## AIM OF THE EXERCISE:
Look through the entries below and show every line containing the word "IntelliJ".

## DATA EXTRACTS:
PR #67, opened 2019-04-16
Pretty execution-status-count implementation

tlangs:
As I've been hacking away at ExomeJointGenotyping, I scripted a way to get a nice, human-readable summary of a workflow's state. It was implemented in my own cromwell client script since cromshell (at least to my knowledge) doesn't communicate with authenticated cromwell servers. I noticed the cromshell has an `execution-status-count` subcommand, but its output is JSON, which is great for computers, but not necessarily for humans (or turtles). I've added a `-p` flag which prettifies the output of `execution-status-count`, resulting in a much nicer, color-coded, compact readout of the executionStatus of a workflow. The `-x` flag will expand sub-workflows, which gives a longer output, but details tasks in a subworkflow.

Screen Shot 2019-04-16 at 10 12 28 AM

Let me know if you're interested in this feature!

### DIFF
--- a/cromshell
+++ b/cromshell
@@ -1501,7 +1501,7 @@ if ${ISINTERACTIVESHELL} ; then
   checkForComplexHelpArgument $@
 
   # Get flags:
-  while getopts ":t:xp" opt ; do
+  while getopts ":t:" opt ; do
     case ${opt} in 
       t)
         # Ensure that the value given to -t is numerical:
@@ -1571,8 +1571,6 @@ if ${ISINTERACTIVESHELL} ; then
       rv=$?
       ;;
     *)
-      # All other tools just take a list of workflow IDs
-
       # We need to separate workflow IDs from sub-command arguments
       args=($@)
       workflowIds=()
--- a/cromshell
+++ b/cromshell
@@ -53,8 +53,6 @@ CROMWELL_SLIM_METADATA_PARAMETERS="includeKey=executionStatus&includeKey=backend
 
 CURL_CONNECT_TIMEOUT=5
 let CURL_MAX_TIMEOUT=2*${CURL_CONNECT_TIMEOUT}
-PRETTY_EXECUTION_STATUS_EXPAND_SUB_WORKFLOWS=false
-PRETTY_EXECUTION_STATUS_COUNT=false
 
 PING_CMD='ping -c1 -W1 -w10'
 if [[ $( uname ) == "Darwin" ]] ; then
@@ -718,6 +716,25 @@ function slim-metadata()
 # Get the status of the given job and how many times it was run
 function execution-status-count()
 {
+  # Handle Arguments:
+  local OPTIND
+  local doPretty=false
+  local doExpandSubWorkflows=false
+  while getopts "px" opt ; do
+    case ${opt} in
+      p)
+        doPretty=true
+        ;;
+      x)
+        doExpandSubWorkflows=true
+        ;;
+      *)
+        invalidSubCommand execution-status-count flag ${OPTARG}
+        ;;
+    esac
+  done
+  shift $((OPTIND-1))
+
   assertCanCommunicateWithServer "$2"
   turtle
   f=$( makeTemp )
@@ -732,9 +749,9 @@ function execution-status-count()
     return 11
   fi
 
-  if ${PRETTY_EXECUTION_STATUS_COUNT}; then
+  if ${doPretty}; then
    # Make it pretty for the user:
-    pretty-execution-status ${1} ${f}
+   pretty-execution-status ${1} ${f} ${doExpandSubWorkflows}
   else
     # Make it json for a computer:
     # {tasks:{status: count}}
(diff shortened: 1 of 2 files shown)


cromshell
```diff
@@ -1447,28 +1527,28 @@ if ${ISINTERACTIVESHELL} ; then
 
   # Validate our sub-command:
   case ${SUB_COMMAND} in
-    cleanup|submit|status|logs|execution-status-count|metadata|slim-metadata|timing|abort|notify|list|fetch-all|fetch-logs|list-outputs)
-      # This is a good sub-command, so we do not need to do anything. 
+    cleanup|submit|status|logs|execution-status-count|pretty-execution-status|metadata|slim-metadata|timing|abort|notify|list|fetch-all|fetch-logs|list-outputs)
```
jonn-smith: You don't need to add `pretty-execution-status` in here since the desired entry point from the user is still `execution-status-count`.

cromshell
```diff
@@ -1400,36 +1472,44 @@ function setupCromshell()
...
-        echo ${OPTARG} | grep -q -E '^[0-9]+$' 
+        echo ${OPTARG} | grep -q -E '^[0-9]+$'
         rv=$?
         [ $rv -ne 0 ] && invalidSubCommand '' "flag value (${OPTARG})" "-${opt} argument must be an integer."
 
         # Set our timeouts:
         CURL_CONNECT_TIMEOUT=${OPTARG}
         let CURL_MAX_TIMEOUT=2*${CURL_CONNECT_TIMEOUT}
         ;;
+      x)
```
jonn-smith: Since these aren't global options I think they should be moved into the `execution-status-count` function and handled there.

It would work largely the same way, but you can reference `list` for a good example.

cromshell
```diff
@@ -43,12 +47,14 @@ fi
 
 # read env var, or use default server URL
 export CROMWELL_URL=${CROMWELL_URL:-"${CROMWELL_SERVER_FROM_FILE}"}
-FOLDER_URL=$( echo ${CROMWELL_URL} | sed -e 's#ht.*://##g' ) 
+FOLDER_URL=$( echo ${CROMWELL_URL} | sed -e 's#ht.*://##g' )
```
jonn-smith: I like the removal of the extra whitespace, but can you pull it out of this PR and into another?  It confuses the substantive changes here.

jonn-smith: Alternatively I have a syntax cleanup branch open that I can do this in (if you want to just revert the trailing whitespace lines).

cromshell
```diff
@@ -43,12 +47,14 @@ fi
...
 CROMWELL_METADATA_PARAMETERS="excludeKey=submittedFiles&expandSubWorkflows=true"
-CROMWELL_SLIM_METADATA_PARAMETERS="includeKey=executionStatus&includeKey=backendStatus&expandSubWorkflows=true"
+CROMWELL_SLIM_METADATA_PARAMETERS="includeKey=executionStatus&includeKey=backendStatus&includeKey=status&expandSubWorkflows=true"
 
 CURL_CONNECT_TIMEOUT=5
 let CURL_MAX_TIMEOUT=2*${CURL_CONNECT_TIMEOUT}
+PRETTY_EXECUTION_STATUS_EXPAND_SUB_WORKFLOWS=false
```
jonn-smith: Can you encapsulate these flags away in the `execution-status-count` function family?  This is related to another comment as well (pulling out the option new parsing into those functions - see below).

cromshell
tlangs: Yup, that was an oversight on my part that I didn't remove after I added the `-p` option.

cromshell
tlangs: Ugh, this is IntelliJ's fault...

cromshell
tlangs: This is going to be a little more complicated since we want `execution-status-count` to still run on the implicit workflow IDs, but there's not current mechanism in the code to do that AND handle subcommand-specific args.

cromshell
tlangs: So, when I pushed, IntelliJ automatically cleaned up the whitespace in the same commit as my changes, so there's no separate commit for the whitespace cleanup 😞

tlangs:
bump

jonn-smith:
OK - can you extract your meaningful changes into a patch and create another PR for them (or revert the spacing changes here) so the repo can remain clean?  I'm working on another syntax PR that will resolve most of these.

tlangs:
@jonn-smith I've updated the PR to exclude the whitespace changes.

jonn-smith:
Awesome.  I'm pulling it down to run a couple of tests before merging.

cromshell
```diff
@@ -1478,11 +1571,25 @@ if ${ISINTERACTIVESHELL} ; then
       rv=$?
       ;;
     *)
-      # All other tools just take a list of workflow IDs:
-      handleArgs_workflow_ids $@
+      # All other tools just take a list of workflow IDs
```
jonn-smith: Can you remove this comment?

cromshell
```diff
@@ -1408,7 +1501,7 @@ if ${ISINTERACTIVESHELL} ; then
   checkForComplexHelpArgument $@
 
   # Get flags:
-  while getopts ":t:" opt ; do
+  while getopts ":t:xp" opt ; do
```
jonn-smith: Since these two flags only get processed by `execution-status-count` we don't need to check for them here.  

They can then be passed as arguments to the command rather than the high level script:

```
./cromshell execution-status-count -p -x a63db8dd-e34e-4156-923f-7d10a68e4cb8 5ea63275-6287-42b9-8be2-1460368a491a
```

cromshell
```diff
@@ -730,11 +753,79 @@ function execution-status-count()
     return 11
   fi
 
-  # Make it pretty for the user:
-  # {tasks:{status: count}}
-  jq '.calls | map_values(group_by(.executionStatus) | map({(.[0].executionStatus): . | length}) | add)' "$f"
+  if ${doPretty}; then
```
jonn-smith: Can you also update the README with these options for `execution-status-count`?

tlangs: Updated!

PR #69, opened 2019-05-23
Improve turtle shell pattern stability under moving conditions

lbergelson:
Important turtle fix for issue reported by @yfarjoun

### DIFF
--- a/cromshell
+++ b/cromshell
@@ -441,7 +441,7 @@ function _turtleSpinner()
   local turtRFile=$( makeTemp )
   turtle &> ${tmpTurtFile}
   sed 's#^  ##g' ${tmpTurtFile} > ${turtFile}
-  rev ${turtFile} | sed -e 's$/$#$g' -e 's#\\#/#g' -e 's$#$\\$g' -e 's#(#)#g' -e 's#)#(#g' > ${turtRFile}
+  rev ${turtFile} | sed -e 's$/$#$g' -e 's#\\#/#g' -e 's$#$\\$g' -e 's#(#)#g' -e 's#)#(#g' -e 's#>#a#g' -e 's#<#>#g' -e 's#a#<#g' > ${turtRFile}
 
   # Set up some loop variables:
   local i=3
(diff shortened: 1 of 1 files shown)


cromshell
```diff
@@ -441,7 +441,7 @@ function _turtleSpinner()
   local turtRFile=$( makeTemp )
   turtle &> ${tmpTurtFile}
   sed 's#^  ##g' ${tmpTurtFile} > ${turtFile}
-  rev ${turtFile} | sed -e 's$/$#$g' -e 's#\\#/#g' -e 's$#$\\$g' -e 's#(#)#g' -e 's#)#(#g' > ${turtRFile}
+  rev ${turtFile} | sed -e 's$/$#$g' -e 's#\\#/#g' -e 's$#$\\$g' -e 's#(#)#g' -e 's#)#(#g' -e 's#>#a#g' -e 's#<#>#g' -e 's#a#<#g' > ${turtRFile}
```
yfarjoun:
```suggestion
  rev ${turtFile} | sed -e 's#/#SLASH#g' -e 's#\\#/#g' -e 's#SLASH#\\#g' -e 's#(#OPEN_PAREN#g' -e 's#)#(#g' -e 's#OPEN_PAREN#)#g' -e 's#>#GREATER_THAN#g' -e 's#<#>#g' -e 's#GREATER_THAN#<#g' > ${turtRFile}
```

yfarjoun: no need to limit ourselves to single character temporaries....and I think it makes the "code" cleaner.

jonn-smith: The multi-character match and replacements take longer, though.

It's also a little confusing to read the line and see that only half of the `(` characters are replaced with `OPEN_PAREN`.

I think rather than this replacement a comment above the line stating why there are multiple replacement strings (for the placeholders between `<` and `>`, for example) is a good solution.

yfarjoun: I doubt that the time difference maters for this use, and I find it easier to read...but, I'm not a maintainer, so I just opine....

jonn-smith: @lbergelson can you update the logic for paren swapping as well?

lbergelson: I've compromised by using TMP as the standard replacement for everything and adding a comment.

PR #239, opened 2024-04-16
Build Javascript on multiple platforms

brianorwhatever:


andrewwhitehead:
Windows support is skipped for now due to a MODULE_NOT_FOUND error involving node-pre-gyp (maybe it needs to be installed).

andrewwhitehead (approved):

PR #248, opened 2024-05-09
chore: update minSdkVersion to get the project version or fallback to 21

ja-bravo:
This PR updates the react-native wrapper to get the `minSdkVersion` from the project config or fallback to the current hardcoded version.

I'm not entirely sure if anything else is needed but with this change I could get an app running on React Native 0.74. This change would also be needed in othe repos (`@hyperledger/anoncreds-react-native` and `@hyperledger/indy-vdr-react-native` at least) but I'd like to get approval here before spamming the other repos 😄


TimoGlastra (approved):
This looks good to me. 

@berendsliedrecht could you also take a look?

berendsliedrecht (approved):

PR #262, opened 2024-06-03
Add python requirements file and update dependabot workflow

ff137:
Currently setup.py just indicates one dependency: `cached_property`.

It makes sense if the dependencies were parsed from a requirements.txt file (less effort than migrating to pyproject.toml format). Allows for easier management if any extras need to be added, and also means we can add pip dependency management to the dependabot workflow (namely to catch if there's an update to `cached_property`.

A requirements.dev.txt file is also added to track dev / test dependencies. I would add indy as a test requirement, since it's used in `indy_test.py`, but I can't find out which `indy` packages it's referring to ... it doesn't work with `pip install indy` or `python3-indy`. So for now I've just specified `pytest` and `pytest-asyncio`

### DIFF
--- a/.github/dependabot.yml
+++ b/.github/dependabot.yml
@@ -25,6 +25,18 @@ updates:
       - dependency-name: "*"
         update-types: ["version-update:semver-major", "version-update:semver-patch"]
 
+  # Maintain dependencies for pip
+  - package-ecosystem: "pip"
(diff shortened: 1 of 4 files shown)


WadeBarnes (approved):
LGTM.  I'll defer to @andrewwhitehead about the `indy` dependency.

PR #264, opened 2024-06-04
Replace serde_cbor with ciborium

marlonbaeten:
The crate `serde_cbor` is unmaintained and has not received any updates in the last 3 years. The author of serde_cbor proposes [ciborium](https://crates.io/crates/ciborium) as an alternative.
This PR replaces the dependency on `serde_cbor` with `ciborium`.

### DIFF
--- a/Cargo.lock
+++ b/Cargo.lock
@@ -159,6 +159,7 @@ dependencies = [
  "askar-crypto",
  "askar-storage",
  "async-lock",
+ "ciborium",
  "criterion",
  "env_logger",
  "ffi-support",
@@ -167,7 +168,6 @@ dependencies = [
  "once_cell",
  "rand",
  "serde",
- "serde_cbor",
  "serde_json",
  "zeroize",
 ]
@@ -189,6 +189,7 @@ dependencies = [
  "cbc",
  "chacha20",
  "chacha20poly1305",
+ "ciborium",
  "cipher",
  "criterion",
  "crypto_box",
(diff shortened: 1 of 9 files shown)


berendsliedrecht (dismissed):

ryjones:
@marlonbaeten @berendsliedrecht [take a look](https://github.com/hyperledger/aries-builder-images/pull/8) and see if this would work

andrewwhitehead:
It does look to me like the minimum API version only increased to KitKat which is already under 1% of devices, so I'm not sure how necessary this restriction is. Maybe it's for compatibility with other libraries? @berendsliedrecht

ryjones:
I suggest merging this and bumping the images repo to whatever is new enough.

TimoGlastra:
There were some issues we encountered without the custom images in quite recent Android APIs, not sure if that will impact it, but would be good to first test it thoroughly.

I think it was mainly the NDK version.

Berend would know more

berendsliedrecht:
> There were some issues we encountered without the custom images in quite recent Android APIs, not sure if that will impact it, but would be good to first test it thoroughly.
> 
> I think it was mainly the NDK version.
> 
> Berend would know more

IIRC it was mainly due to rust 1.67+ not working for the Android builds. But I am not too sure anymore if that was because of `cross` or a subdependency. 

I see that the CI fails on `error: package `half v2.4.1` cannot be built because it requires rustc 1.70 or newer, while the currently active rustc version is 1.67.1`. Which means we either have to run `cargo update -p half@2.4.1 --precise 2.2.1` and see if that fixes it or see if we can update building android images with 1.70 and fix the occurring errors for that.

andrewwhitehead:
Merged as part of #326, thanks!

PR #268, opened 2024-06-11
Removed Encryption from SQLite db 

vinaysingh8866:
Removed Encryption from SQLite db, 
Features working

- [x] Insert

- [x] Count

- [x] Replace

- [x]  Remove

- [ ]  Scan ( Partially working doesn't work with tag filters )

- [ ] Fetchall ( Partially working doesn't work with tag filters )

- [x] Key Insert

- [x] Fetch Key

- [ ] Fetch All Keys ( Partially working doesn't work with tag filters )


swcurran:
@vinaysingh8866 — what’s the goal of this PR?  Sounds like something we don’t want — removing encryption.

vinaysingh8866:
@swcurran oppsie accidentally created PR on this repo

PR #291, opened 2024-07-25
✨ add `order_by` and `descending` options to scan and fetch_all queries

### LINKED ISSUE #290: Support custom ordering in paginated queries
Currently, paginated querying of storage records does not take a custom ordering option, nor does it specify a default ordering in the SQL query being made. This means that DB shuffling or new records being added, can lead to duplicate or missing results across pages being returned. To resolve this, support for custom ordering should be added to the scan method.

ff137:
Closes #290

Adds ordering functionality to `scan` and `fetch_all` queries, to allow for custom ordering of fetched storage records.


ff137:
Ready for review!

I wanted to test compatibility with ACA-Py, but building and installing the python wrapper from my local branch, and running pytest in ACA-Py, gives me: 
```
INTERNALERROR>     get_library()
INTERNALERROR>   File "/root/anaconda3/envs/acapy/lib/python3.12/site-packages/aries_askar/bindings/__init__.py", line 44, in get_library
INTERNALERROR>     LIB.loaded
INTERNALERROR>   File "/root/anaconda3/envs/acapy/lib/python3.12/site-packages/aries_askar/bindings/lib.py", line 352, in loaded
INTERNALERROR>     self._lib = LibLoad(self.__class__.LIB_NAME)
INTERNALERROR>                 ^^^^^^^^^^^^^^^^^^^^^^^^^^^^^^^^
INTERNALERROR>   File "/root/anaconda3/envs/acapy/lib/python3.12/site-packages/aries_askar/bindings/lib.py", line 106, in __init__
INTERNALERROR>     self._load_library()
INTERNALERROR>   File "/root/anaconda3/envs/acapy/lib/python3.12/site-packages/aries_askar/bindings/lib.py", line 129, in _load_library
INTERNALERROR>     raise AskarError(
INTERNALERROR> aries_askar.error.AskarError: Library not found in path: aries_askar
```
This resolves when I revert to installing official pypi package with pip install. So some extra step is needed when calling `pip install .` in the `aries-askar/wrappers/python` dir.

I tried adding `aries-askar/target/release` to `LD_LIBRARY_PATH`, but no dice.

If anyone can assist with testing, will be much appreciated!

ff137:
A logical extension would be to add the custom ordering option to "fetch all" queries as well (in a future PR)

ff137:
Good news! Managed to successfully test the changes locally 🚀 
after copying `target/release/libaries_askar.so` to `wrappers/python/aries_askar`. 🚚 

Happy to confirm that all the ACA-Py tests pass using this branch's changes. ✅ 
Will begin implementing the order_by functionality for ACA-Py soon™️

askar-storage/src/backend/db_utils.rs
```diff
@@ -453,6 +453,17 @@ pub trait QueryPrepare {
         }
         query
     }
+
+    fn order_by_query<'q>(mut query: String, order_by: Option<String>, descending: bool) -> String {
+        if let Some(order_by) = order_by {
+            query.push_str(" ORDER BY ");
+            query.push_str(&order_by);
```
andrewwhitehead, line 460: This order_by parameter needs to be sanitized, we don't want the caller to be able to inject raw SQL. Perhaps there should be an enum of allowed values? And do we want a default order (the ID I suppose)? In general the parameter might be a bit misleading as you can't sort by encrypted categories or values.

ff137: Great points.

> This order_by parameter needs to be sanitized, we don't want the caller to be able to inject raw SQL. Perhaps there should be an enum of allowed values?

I think an enum would be appropriate if the set of allowed values is known and the same across all different record types. I don't know yet what that possible set of values would be, but I can review the DB.

> And do we want a default order (the ID I suppose)? 

Default ordering by ID is probably a good idea

> In general the parameter might be a bit misleading as you can't sort by encrypted categories or values.

This is correct -- it is a bit misleading if one can't sort by encrypted record values. Part of the motivation for this implementation was to at least allow users to query by "last updated" or "created" timestamps. I hope those will be possible. But if they're encrypted then naturally it'll just have to be explained as a note in documentation, why it's not possible to order by other fields.

I'll take some time to think about best steps forward.

ff137: @andrewwhitehead I've implemented an Enum for OrderBy, and I noticed that it really only seems to make sense to ever order by ID. Please let me know if there are other fields that are generally safe to order by, which I can include in the enum. But for the time being, I think just ordering by ID is sufficient, to ensure consistency across multiple calls.

I've opted to preserved "backward compatibility" for now: if no OrderBy option is provided, there is no ordering, and the `descending` flag will also be ignored. I figured this is safer since I'm not sure if ID is a global field, in absolutely all records, so didn't want to force it to be always be default. If it is global, perhaps it's wise to make it default, even when no order by option is provided.

ff137: I also ensured that limit, offset, order_by, and descending, will only ever be added to SELECT queries. So that the `extend_query` changes don't impact DELETE or INSERT query types, where pagination doesn't make sense.

ff137:
I think I'm gonna try add the ordering options for fetching all records -- not just for scanning. 
Makes sense imo to include it all in one PR

ff137:
I've expanded ordering options to the `fetch_all` method as well.

I can confirm python wrapper works with changes (ACA-Py tests pass with this build). Not sure how to test javascript wrapper

ff137:
@andrewwhitehead Please let me know if you've had moment to review, if there are any additional steps necessary here. Maybe changing default behavior, or implementing some specific tests.

ACA-Py tests are passing with these changes here: https://github.com/hyperledger/aries-cloudagent-python/pull/3173

And our end-to-end tests, asserting unique results across pages, are passing now (as described here:
https://github.com/hyperledger/aries-cloudagent-python/pull/3173#issuecomment-2297491140)

andrewwhitehead (approved):
Thanks, I think it looks good!

PR #301, opened 2024-08-21
:construction: WIP: Replace default python `json` library with `orjson`

ff137:
json operations are notoriously expensive, especially with the default python library. `orjson` boasts 10x fastert de/serialisation speeds. So it'd be great if the python wrapper offered `orjson` an optional alternative.


andrewwhitehead:
Superseded by #327, although updating to use poetry and adding `orjson` as an optional dependency would still be nice.

PR #302, opened 2024-08-21
:sparkles: Python wrapper: use poetry

ff137:
Replaces the existing setup.py/setup.cfg/requirements.txt with pyproject.toml, and uses poetry in CICD build


ff137:
I realise I don't know enough about how the multi-architecture wheels are built, to replace things properly with poetry

andrewwhitehead:
I looked into this a bit but there seems to be no good way to pass through the `python-tag` and `plat-name` overrides for `bdist_wheel` when using `pyproject.toml`. Poetry doesn't seem to support them at all (there are open issues) and `pip` is looking at removing the `--build-option` flag which could allow it (if using `setuptools` as the build system).

PR #1394, opened 2018-05-24
Attempt tasks only one time

ihucos:


ihucos:
rrrghhh, I can't test it

fuzzylogic2000:
Ok, then we should merge, right?!

PR #1414, opened 2018-05-31
Using send mail to admin mixin

ihucos:


ihucos:
Don't merge yet: first I need to update requirements.txt and packages.json after https://github.com/liqd/a4-meinberlin/pull/1414 is merged.

PR #1415, opened 2018-05-31
One task per mail

ihucos:


ihucos:
Don't merge yet :-)

ihucos:
Still needs a little bit of work and cleanup, but the future of newsletter mail sending is here :-)

You can see on the newsletter object how many mails where send and how many had errors
screenshot from 2018-05-31 18-00-07

with a simple click on the mail status you will be redirected to a more detailed status page
screenshot from 2018-05-31 18-03-26

and all mail is send in one task! no error handling needed

treba123:
I'm not a dev but I'm against this. It doesn't scale well. What if we have 50k users? How long would it take to even schedule a task?

ihucos:
> UNIX admin style 
Which I totally prefer in most cases, I am happy that we don't use too many cloudy external services.

ihucos:
TODO: communicate too many mails in _from_ limitation

ihucos:
This pull request adds django admin reporting to the newsletter with the ParallelEmailMixin
revert admin mail reporting before merging.
There is one limitation: all recepient mails together for one mail should not be bigger than 255 charachters

ihucos:
I totally think we need this, but right now there is not so much time and in the future there also will not be, so I am closing this for now and hope that we can merge it another day.

PR #1416, opened 2018-05-31
css for IE11

phillimorland:
Added a width to the box, comparable to the button, fine in chrome, firefox, IE and on responsive, I know you said something about only using min-width? can't work with percentage. Added a min height to text area as Carolin requested it be larger, specially as IE cannot resize.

## EXERCISE RESPONSE:
tlangs: Ugh, this is IntelliJ's fault...
tlangs: So, when I pushed, IntelliJ automatically cleaned up the whitespace in the same commit as my changes, so there's no separate commit for the whitespace cleanup 😞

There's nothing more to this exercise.